‘THIS is the greatest gift anyone could give or receive.’
These are the words you will hear repeated again and again from people who have been lucky enough to receive the life-changing gift of an organ transplant.
For many in West Cork, this year’s Organ Donor Awareness Week will see them remembering, once more, loved ones who sadly passed away but who have left behind the gift of life for many more.
There will be transplant recipients who will be celebrating and remembering their donors who have provided them with a life and a future they never thought possible.
And there will be family members, fathers, mothers, brothers and sisters who will see their loved ones thrive because they provided them with better, healthier lives.
One such grateful Bantry woman is Karen O’Sullivan who received a kidney from her sister, Sandra, in 2018.
‘I will be grateful to Sandra for the rest of my life,’ Karen told The Southern Star.
‘This has not only changed my life completely, but has given me a future that I thought was going to be very difficult, not only for me but for my family as well.’
Karen and Sandra underwent the transplant procedure at Beaumont Hospital in Dublin, following ten years of various types of dialysis treatment, which she underwent at CUH and at home, and breast cancer treatment.
Karen went to work in the Westlodge Hotel in Bantry when she was just 16. It was while she was working as a lifeguard there that she met her future husband John O’Sullivan, and they got married in 1991.
‘I suffered blood pressure and thyroid problems since my teens but it wasn’t until after I got married and had a biopsy that I found out that my kidneys were very small and hadn’t developed to full size,’ Karen said.
When the time came for Karen to undergo the transplant, many other members of her family wanted to donate a kidney if they could.
‘Sandra was a 99% kidney match for me,’ Karen said.
‘And I am immensely grateful to her for her gift to me.’
This year’s Organ Donor Awareness Week campaign is built around the theme ‘Share your Wishes’ about organ donation. The key message is that members of the public can play their part in supporting organ donation for transplantation by ensuring that their families know their wishes.
‘It is vital that you have the conversation with your loved ones so that you know what they want if the worst should happen,’ Karen said.
Sharing your wishes when you are in good health makes it a less stressful decision for your family in the event of them being approached about you being a potential organ donor.

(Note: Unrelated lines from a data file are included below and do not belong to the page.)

PR #31, opened 2025-06-28
SOF-181: Standardized use of modifier and Modifier

JohnnieShen:
This pull request refactors the code and the usage of modifier and Modifier. Now the root container uses the injected modifier while internal components uses Modifier (capitalized). Tested on physical device by looking at the potentially affected screens. More testing welcomed.

### DIFF
--- a/app/src/main/java/com/vci/vectorcamapp/imaging/presentation/components/camera/LiveCameraPreviewPage.kt
+++ b/app/src/main/java/com/vci/vectorcamapp/imaging/presentation/components/camera/LiveCameraPreviewPage.kt
@@ -43,16 +43,16 @@ fun LiveCameraPreviewPage(
                     controller.bindToLifecycle(lifecycleOwner)
                 }
             },
-            modifier = modifier.fillMaxSize()
+            modifier = Modifier.fillMaxSize()
         )
 
         boundingBoxesUiList.map {
-            BoundingBoxOverlay(it, modifier.fillMaxSize())
+            BoundingBoxOverlay(it, Modifier.fillMaxSize())
         }
 
         IconButton(
             onClick = onSaveSessionProgress,
-            modifier = modifier
+            modifier = Modifier
                 .padding(24.dp)
                 .size(64.dp)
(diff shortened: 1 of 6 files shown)


app/src/main/java/com/vci/vectorcamapp/imaging/presentation/components/camera/LiveCameraPreviewPage.kt
```diff
@@ -43,16 +43,16 @@ fun LiveCameraPreviewPage(
                     controller.bindToLifecycle(lifecycleOwner)
                 }
             },
-            modifier = modifier.fillMaxSize()
+            modifier = Modifier.fillMaxSize()
```
aryamanshodhan, line 46: Can you please explain the use of Modifier vs. modifier? The root level modifier should be Modifier (Eg. wherever the first component in the hierarchy is. For example, the NavGraph is where the screens are rendering for the first time. Is that correct? Wherever you need the modifier to be relative to the previous screen in the hierarchy, you want to use modifier. If it should start a new hierarchy of constraints, you should use Modifier. Do these changes of modifier to Modifier address this?

aryamanshodhan (changes requested):
Well done Johnny! Wondering what your thoughts are about the comment I left. I will approve these changes once you respond to the comment. Thanks!

app/src/main/java/com/vci/vectorcamapp/imaging/presentation/components/camera/LiveCameraPreviewPage.kt
JohnnieShen: My idea is that root level containers should use modifier and inner components should use Modifier, because root level containers would need to take the modifier passed in from navgraph, but inner components should use their own modifier to make sure nothing is messed up. In this file only the outermost Box would use the passed in modifier. Do you think this is a good idea?

aryamanshodhan (approved):

ThomasT0830 (approved):
Looks great to me! Tested the code on a physical device

PR #32, opened 2025-06-30
SOF-233: Initial flicker fix

JohnnieShen:
This pull request fixed an issue with flickers when first launching the app. Now the code no longer sets loading to true after seeing that it would need to request permission, thus solving the loading animation appearing after the first screen issue.


JohnnieShen:
Consolidated code, added placeholder splash screen, fixed flicker when launching landing screen, now the entire workflow should be smooth without flickers.

aryamanshodhan (changes requested):
Hey Johnny! This is good, but did you review the video I sent on the slack channel? It will make your life a LOT easier. Can you implement it in the way shown in that video instead? Thanks!

Attaching the video here as well:
https://youtu.be/eFZmMSm1G1c?si=ww5o8JlNwSFlYHUa

aryamanshodhan (approved):

PR #34, opened 2025-07-02
SOF-130: Enable autofocus to centroid of YOLO box in the camera preview

JohnnieShen:
This PR introduces functionalities related to autofocus and manual focus in imaging preview screen. In the imaging screen, when there are specimens in the preview frame, when bounding boxes appear, the camera will be auto focused on the center of the bounding boxes. The user can also click on the camera frame and manually set focus points to override auto focus, which would be displayed as a cyan circle, clicking on the circle again would cancel the manual focus override.

This have been tested and taking images after setting focus points would result in images focusing on the right thing. 

This PR would break imaging screen in landscape mode, as the camera preview frame would fill the entire screen.


ThomasT0830 (changes requested):
Works well on the physical device! Could consider moving some of the logic out of the Composable

app/src/main/java/com/vci/vectorcamapp/imaging/presentation/components/camera/LiveCameraPreviewPage.kt
```diff
@@ -30,23 +48,83 @@ fun LiveCameraPreviewPage(
...
                 }
-            },
-            modifier = Modifier.fillMaxSize()
-        )
+            }
+        }
 
-        boundingBoxesUiList.map {
+        boundingBoxesUiList.forEach {
             BoundingBoxOverlay(it, Modifier.fillMaxSize())
```
aryamanshodhan, line 138: keep it map. I think map is a bit more efficient

app/src/main/java/com/vci/vectorcamapp/imaging/presentation/components/camera/LiveCameraPreviewPage.kt
```diff
@@ -98,4 +176,4 @@ fun LiveCameraPreviewPage(
             )
         }
     }
-}
+}
```
aryamanshodhan: end with newline

app/src/main/java/com/vci/vectorcamapp/imaging/presentation/components/camera/CameraPreviewUtils.kt
```diff
@@ -0,0 +1,61 @@
...
+
+        val initialX = focusPoint.x - (focusRingSizePx / 2)
+        val initialY = focusPoint.y - (focusRingSizePx / 2)
+
+        val clampedX = initialX.coerceIn(0f, containerWidthPx - focusRingSizePx)
+        val clampedY = initialY.coerceIn(0f, containerHeightPx - focusRingSizePx)
+
+        return Offset(clampedX.toDp().value, clampedY.toDp().value)
+    }
+}
```
aryamanshodhan: These should not be independent functions. Look into how these functions might be placed into a manager interface or created into use cases. Research a bit about what is the best place for these functions within the clean architecture design. The functions themselves are written well. Also look into whether it is good practice to pass PreviewViews and controllers around like this, especially when we do not have access to context.

app/src/main/java/com/vci/vectorcamapp/imaging/presentation/components/camera/LiveCameraPreviewPage.kt
```diff
@@ -30,23 +48,83 @@ fun LiveCameraPreviewPage(
     onSubmitSession: () -> Unit,
     modifier: Modifier = Modifier
 ) {
+    val context = LocalContext.current
     val lifecycleOwner = LocalLifecycleOwner.current
+    val previewView = remember { PreviewView(context) }
+    val density = LocalDensity.current
```
aryamanshodhan, line 59: Is this good practice? Remembering views like this?

app/src/main/java/com/vci/vectorcamapp/imaging/presentation/components/camera/LiveCameraPreviewPage.kt
```diff
@@ -30,23 +48,83 @@ fun LiveCameraPreviewPage(
...
+
```
aryamanshodhan, line 60: If you conclude that it is fine to remember views, I would suggest changing to:
remember(context) { PreviewView(context) }

app/src/main/java/com/vci/vectorcamapp/imaging/presentation/components/camera/LiveCameraPreviewPage.kt
```diff
@@ -30,23 +48,83 @@ fun LiveCameraPreviewPage(
...
+    var overlaySize by remember { mutableStateOf(IntSize.Zero) }
+
+    LaunchedEffect(Unit) {
+        previewView.apply {
+            scaleType = PreviewView.ScaleType.FIT_CENTER
+            this.controller = controller
+        }
+        controller.bindToLifecycle(lifecycleOwner)
+    }
+
```
aryamanshodhan, line 78: Can't you just apply these changes when you are creating the PreviewView(context) object? Why does this need to be in a separate LaunchedEffect() call? I personally find LaunchedEffect and DisposableEffect a bit messy, so unless you absolutely need them, I would recommend against using them.

app/src/main/java/com/vci/vectorcamapp/imaging/presentation/components/camera/LiveCameraPreviewPage.kt
```diff
@@ -30,23 +48,83 @@ fun LiveCameraPreviewPage(
...
+    LaunchedEffect(boundingBoxesUiList, manualFocusPoint) {
+        if (manualFocusPoint == null) {
+            if (boundingBoxesUiList.isNotEmpty()) {
+                autoFocusOnObject(controller, previewView, boundingBoxesUiList.first())
+            } else {
+                cancelFocus(controller)
+            }
+        }
+    }
```
aryamanshodhan, line 88: I think you can manage the focus point using ViewModel and state

app/src/main/java/com/vci/vectorcamapp/imaging/presentation/components/camera/LiveCameraPreviewPage.kt
```diff
@@ -30,23 +48,83 @@ fun LiveCameraPreviewPage(
...
+            ) {
+                manualFocusPoint?.let { focusPoint ->
+                    if (overlaySize != IntSize.Zero) {
+                        val offset = calculateFocusRingOffset(
+                            focusPoint = focusPoint,
+                            overlaySize = overlaySize,
+                            focusBoxSize = focusBoxSize,
+                            density = density
+                        )
+
```
aryamanshodhan, line 121: A lot of this logic can be moved into the view model. All logic should be moved into the view model. Try to be as intentional as possible when trying to apply separation of concerns.

aryamanshodhan (changes requested):
Hey Johnny! This is good. However, there are some cases where the code does not adhere to clean architecture. Please do some research into what the optimal structure might be for implementing this functionality. There are a couple of things I question (Eg. remembering views, moving the controller around into the util functions, etc.). Please do some research (using chatgpt or otherwise) to see if these are good practices. You can ask chatGpt or an AI assistant to provide feedback on whether this code adheres to clean architecture principles. Also address my comments please. Thanks.

aryamanshodhan:
Couple of things to watch out for, from GPT:
1. Null Safety Violation
controller.cameraControl?.startFocusAndMetering(action)
While using safe call (?.), there's no handling of null cases. The operation silently fails if cameraControl is null.

2. Memory Leak Risk
.disableAutoCancel()
Disabling auto-cancel on focus actions without proper cleanup can lead to resource leaks, especially if the camera lifecycle ends unexpectedly.

3. Inconsistent Unit Handling
return Offset(clampedX.toDp().value, clampedY.toDp().value)
This converts pixels to DP values but returns them as raw floats in an Offset, which expects pixel coordinates. This will cause incorrect positioning.

4. Expensive Recomposition
LaunchedEffect(boundingBoxesUiList, manualFocusPoint) {
This triggers on every bounding box list change, even if the list contents are identical but the reference changed.

5. Tight Coupling
The composable directly handles camera controller logic instead of delegating to a ViewModel or use case.

6. Hardcoded Values
Magic numbers like 64.dp, 4f / 3f, and 2.dp should be extracted to constants or theme values.

app/src/main/java/com/vci/vectorcamapp/imaging/presentation/components/camera/LiveCameraPreviewPage.kt
JohnnieShen: I believe that this step is essential and using a seperate LaunchedEffect is not a bad idea. Android recommends that composable should be side effects free, in this case since we are connecting an external system to the compose lifecycle, we have to run it in controlled environment, and I believe that LaunchedEffect should be used here. I can use some dirtier hacks to get around it but I think this is the best way of doing it.

ThomasT0830 (approved):

aryamanshodhan (approved):

PR #35, opened 2025-07-03
SOF-239: Location client crash if session saved when requestFreshLocation is running

JohnnieShen:
This PR fixes an issue where if the requestFreshLocation is still running if the session is saved the app crashes. An if (cont.isActive) { check is added to the FailureListener to make sure that the token is still active to request fresh location.


aryamanshodhan (approved):
Looks good!

ThomasT0830 (approved):
Everything looks good!

PR #23, opened 2025-03-20
Migrate style for constructor.

sampottinger:
Moving from using `new` prefix on parameter names for constructors to avoid shadowing to instead expect parameter names to match instance fields and using `this` to work around shadowing. However, use of `this` outside of the constructor to access instance variables remains discouraged.


GondekNP (approved):
**THIS** is my favorite merge request yet. I can't wait to keep working on **THIS** repo, wow what a wonderful day **THIS** has been.

LGTM - to the future java historians, I am the cause of **THIS** refactor :)

PR #25, opened 2025-03-20
Add WASM build

sampottinger:
Add support for building a WASM distribution via TeaVM. This uses a reduced build size without a CLI for embedding into web.

Sorry for the runaround on this @GondekNP. I determined that the WASM build was kinda large and took a while to build because [picocli](https://picocli.info/) has some options to parse a whole bunch of very specific things like `InetAddress` and the like. This ends up bringing a lot more from the JDK than is actually required. Creating a [facade](https://refactoring.guru/design-patterns/facade) for the library and pointing TeaVM to that instead of the CLI entrypoint cuts out those unneeded standard classes and keeps the build much smaller. I think this is the right move since Picocli does all of that for convienence since it expects a full JDK whereas TeaVM does tree shaking to slim down the WASM artifact.

### DIFF
--- a/.github/workflows/build.yaml
+++ b/.github/workflows/build.yaml
@@ -66,6 +66,28 @@ jobs:
         with:
           name: fatJar
           path: build/libs/joshsim-fat.jar
+  buildWasm:
+    needs: buildJava
+    environment: Build
+    runs-on: ubuntu-latest
+    name: Build WASM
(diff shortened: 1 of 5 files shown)


GondekNP:
Nice work Sam, looks like just what we need for browser deployment :cactus:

‘The number of lives that can be saved from just one person donating their organs is incredible and I would urge everyone to ensure that they have the conversation and carry an organ donor card,’ Karen said.
Individuals who wish to support organ donation are encouraged to keep the reminders of their decision available.
They can carry the organ donor card, permitting Code 115 to be included on their driver’s licence, or they can also install the digital organ donor card app on their smartphone. Organ Donor Cards can be requested by visiting the website www.ika.ie/get-a-donor-card or to your phone, from the Irish Kidney Association on 01 6205306.
They can also Freetext the word DONOR to 5005.
• Organ Donor Awareness Week runs from April 23rd to April 30th.